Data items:
PR #22088, opened 2022-07-10
lua: use pushlstring instead of pushstring

agrawroh:
### Background

Currently, while setting the value of fields for dynamic metadata in the LUA filter we use `pushstring` with no length indication and hence it ends up with a null terminated character array.

### Changes

This PR changes the use of `pushstring` -> `pushlstring` and supplies the length of the explicitly so that we can also set/get binary data.

---
**Commit Message:** change the use of `pushstring` to `pushlstring` for setting the lua metadata values.
**Risk Level:** Low
**Testing:** Unit Tests
**Docs Changes:** N/A
**Release Notes:** N/A


agrawroh:
@mattklein123 Should we change `pushstring` -> `pushlstring` everywhere?

test/extensions/filters/http/lua/lua_filter_test.cc
```diff
@@ -1800,6 +1800,43 @@ TEST_F(LuaHttpFilterTest, GetRequestedServerName) {
...
+      for idx = 1, data_length do
+        local hex_value = string.format('%x', string.byte(bin_data, idx))
+        if string.len(string.format('%x', string.byte(bin_data, idx))) < 2 then
+          hex_table[data_length - idx + 1] = '0'..hex_value
+        else
+          hex_table[data_length - idx + 1] = hex_value
+        end
+      end
+      local hex_data = table.concat(hex_table, '')
+      local int64_data = string.format('%d', tonumber(hex_data, 16))
```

Your goal – Repeat all entries. Match them exactly.

Problem solution –
PR #22088, opened 2022-07-10
lua: use pushlstring instead of pushstring

agrawroh:
### Background

Currently, while setting the value of fields for dynamic metadata in the LUA filter we use `pushstring` with no length indication and hence it ends up with a null terminated character array.

### Changes

This PR changes the use of `pushstring` -> `pushlstring` and supplies the length of the explicitly so that we can also set/get binary data.

---
**Commit Message:** change the use of `pushstring` to `pushlstring` for setting the lua metadata values.
**Risk Level:** Low
**Testing:** Unit Tests
**Docs Changes:** N/A
**Release Notes:** N/A


agrawroh:
@mattklein123 Should we change `pushstring` -> `pushlstring` everywhere?

test/extensions/filters/http/lua/lua_filter_test.cc
```diff
@@ -1800,6 +1800,43 @@ TEST_F(LuaHttpFilterTest, GetRequestedServerName) {
...
+      for idx = 1, data_length do
+        local hex_value = string.format('%x', string.byte(bin_data, idx))
+        if string.len(string.format('%x', string.byte(bin_data, idx))) < 2 then
+          hex_table[data_length - idx + 1] = '0'..hex_value
+        else
+          hex_table[data_length - idx + 1] = hex_value
+        end
+      end
+      local hex_data = table.concat(hex_table, '')
+      local int64_data = string.format('%d', tonumber(hex_data, 16))
```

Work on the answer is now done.